**Records shown**
•••••

PR #344, opened 2025-04-18
Migrate `resource.PropertyValue` to `property.Value` in public APIs

iwahbe:
We believe that `property.Value` is a safer and less mistake prone API compared to `resource.PropertyValue`. While we break all the things, let's take the opportunity to use the better representation of pulumi values. Critically, `property.Value` is an immutable data type. **We require an immutable value representation to handle a native set type**, which we would like to add in the future.

This PR changes all public APIs in this repo to use `property.Value` and `property.Map` instead of `resource.PropertyValue` and `resource.PropertyMap`. Internal values were migrated only as convenient, primarily to reduce the size of this already large PR. 

Fixes https://github.com/pulumi/pulumi-go-provider/issues/347

### DIFF
--- a/tests/grpc/call_test.go
+++ b/tests/grpc/call_test.go
@@ -25,6 +25,7 @@ import (
 	"github.com/pulumi/pulumi/sdk/v3/go/common/resource"
 	"github.com/pulumi/pulumi/sdk/v3/go/common/resource/config"
 	"github.com/pulumi/pulumi/sdk/v3/go/common/tokens"
+	"github.com/pulumi/pulumi/sdk/v3/go/property"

•••••

What you return must match, line for line, the data from the line containing "Fixes https://github.com/pulumi/pulumi-go-provider/issues/347" to its end, both ends included.

**Solution to this task**
Fixes https://github.com/pulumi/pulumi-go-provider/issues/347

### DIFF
--- a/tests/grpc/call_test.go
+++ b/tests/grpc/call_test.go
@@ -25,6 +25,7 @@ import (
 	"github.com/pulumi/pulumi/sdk/v3/go/common/resource"
 	"github.com/pulumi/pulumi/sdk/v3/go/common/resource/config"
 	"github.com/pulumi/pulumi/sdk/v3/go/common/tokens"
+	"github.com/pulumi/pulumi/sdk/v3/go/property"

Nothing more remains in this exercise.